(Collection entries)
Issue #466, opened 2022-05-12
RFC 1035 Labels: Support Partial Domain Names as per RFC 4704 Section 4.2


rtpt-erikgeiser:
I found that my VM running Windows 10 (Version 1909) in default configuration sends DHCPv6 solicit messages with an FQDN option where the label only contains a length byte and the name without a trailing zero-length byte (note that the zero-byte after `win10vm` belongs to the vendor class option):

![image](https://user-images.githubusercontent.com/70747329/168074889-98b2b63c-d277-41f7-af31-67493f73feaa.png)

When this label is parsed in `labelsFromBytes()`, the bottom else branch is executed first such that `label` holds `win10vm`. Then, however, the whole data is already consumed, `pos >= len(buf)` is false and the function returns without appending `label` to `labels`.

https://github.com/insomniacslk/dhcp/blob/1ca156eafb9f20f7884eddc2cf610bade5dfb560/rfc1035label/label.go#L93-L140

As far as I understand RFC 1035, this library implements label parsing correctly. In [this section of RFC 1035](https://datatracker.ietf.org/doc/html/rfc1035#section-3.1) it is explicitly stated that "Since every domain name ends with the null label of the root, a domain name is terminated by a length byte of zero". While Wireshark does parse the supposedly malformed label, it calls it "Partial domain name". I don't know if this is normal or if this is due to the missing zero-length byte.

It would be great if this case would also be supported, as this seems to be the default behavior of Windows 10. I've added a PR (#467) with a failing test as a starting point in but I don't really know how the fix should be implemented correctly.

For anyone running into the same issue, I have implemented the following workaround:
```go
if len(fqdn.DomainName.Labels) == 0 {
	rawLabel := fqdn.DomainName.ToBytes()
	if len(rawLabel) > 2 && int(rawLabel[0]) == (len(rawLabel)-1) {
		fqdn.DomainName.Labels = append(fqdn.DomainName.Labels, string(rawLabel[1:]))
	}
}
```

PR #467, opened 2022-05-12
Add Support for Labels Containing Partial Domain Names (RFC 4704 Section 4.2)

rtpt-erikgeiser:
This PR only contains a failing test case for #466. I don't know enough about RFC 1035 (especially compressed ones) to be comfortable implementing a solution that does not break anything.

### DIFF
--- a/rfc1035label/label.go
+++ b/rfc1035label/label.go
@@ -104,8 +104,6 @@ func labelsFromBytes(buf []byte) ([]string, error) {
 			// domain name field as per RFC 4704 Section 4.2
 			if label != "" {
 				labels = append(labels, label)
-
-				return labels, nil
 			}
 
 			break
--- a/rfc1035label/label.go
+++ b/rfc1035label/label.go
@@ -100,6 +100,14 @@ func labelsFromBytes(buf []byte) ([]string, error) {
 
 	for {
 		if pos >= len(buf) {
+			// interpret label without trailing zero-length byte as a partial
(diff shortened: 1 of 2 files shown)


rtpt-erikgeiser:
With this PR, partial domain name labels are now correctly decoded. However, the information whether the label is partial or not is not exposed to the user and marshaling discards the information.

For a complete solution it would probably be necessary to save the information whether it is partial or not for each label and present this to the user somehow. Therefore, I think it is best just to be able to decode partial labels first.

rfc1035label/label.go
```diff
@@ -100,6 +100,14 @@ func labelsFromBytes(buf []byte) ([]string, error) {
 
 	for {
 		if pos >= len(buf) {
+			// interpret label without trailing zero-length byte as a partial
+			// domain name field as per RFC 4704 Section 4.2
+			if label != "" {
+				labels = append(labels, label)
+
+				return labels, nil
```
pmazzini, line 108: Is this return needed here?

pmazzini:
@rtpt-erikgeiser Sorry for the late review. I left a comment.

rfc1035label/label.go
erikgeiser: Looking at it now it should work just as well without it. I can't run the tests right no because I'm on the phone but if they pass without the return we can get rid of it.

rtpt-erikgeiser:
@pmazzini I removed the superfluous return statement.

pmazzini (approved):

TASK REQUIREMENTS -
Determine the number of lines in the data above that contain the word "Names", and provide only that figure.

REPLY TO THE EXERCISE -
2